No dia 26, abastecemos as motos e seguimos para Guayaramerín. A distância a ser percorrida era a de aproximadamente 600 km. Entretanto, em razão de se tratar de estrada de chão, tivemos que pernoitar na vila Yata. Choveu e a estrada virou um tapete de lama. Foi também um trecho cansativo em razão da lama, que podia derrubar-nos no mínimo vacilo. Aliás, Eduardo caiu algumas vezes (cinco no total), mas sem grandes consequências.

No caminho, ficamos impressionados com a quantidade de aves, jacarés, porcos do mato e capivaras que vivem na região, um verdadeiro Pantanal.

Por volta das 15h chegamos ao pequeno vilarejo, onde pernoitamos numa espécie de hospedaria/alojamento. Apesar da precariedade do local, jantamos um delicioso peixe feito pela dona do estabelecimento, que nos recebeu com muita gentileza. No dia seguinte, após passarmos por Riberalta, onde comemos deliciosas empanadas, finalmente chegamos a Guayaramerín.

Lá pernoitamos e, nos dia 28, após procedermos os trâmites legais para deixar a Bolívia, seguimos para Porto Velho, cheios de lembranças inesquecíveis de uma maravilhosa e bem sucedida aventura.

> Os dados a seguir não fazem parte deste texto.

PR #139, opened 2021-06-15
updates the upgrade FAQ section title to be more specific 

elfisher:
updates the upgrade FAQ section title to specifically say "Upgrading to OpenSearch." _Upgrading_ might be perceived as upgrading from OpenSearch 1.x to 1.y. However, these FAQs are focused upgrading from open source ES and ODFE to OpenSearch.

### DIFF
--- a/Gemfile.lock
+++ b/Gemfile.lock
@@ -71,7 +71,7 @@ GEM
 PLATFORMS
   ruby
   x86_64-darwin-19
-  x86_64-linux-musl
+  x86_64-linux
 
 DEPENDENCIES
   jekyll (~> 4.2.0)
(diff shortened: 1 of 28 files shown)


stockholmux:
Will we create a separate section for upgrading between versions in the future?

elfisher:
> Will we create a separate section for upgrading between versions in the future?

I think we would. There is a lot of content specific to upgrading to OpenSearch and I suspect the FAQs between OpenSearch versions might be different (for example the differences between Major, Minor, and Patch updates would only be relevant to OpenSearch version upgrades). I wouldn't want to overload the upgrade from open source ES and ODFE to OpenSearch topic.

stockholmux (approved):
LGTM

As motos Yamaha Ténéré 250cc, foram as grandes aliadas do sucesso da viagem e não apresentaram qualquer defeito mecânico. Extremamente econômicas, chegaram a fazer com a gasolina do Peru e Bolívia uma média de 30 km por litro. Provaram que realmente são versáteis e, de fato, cumpriram seu papel com maestria.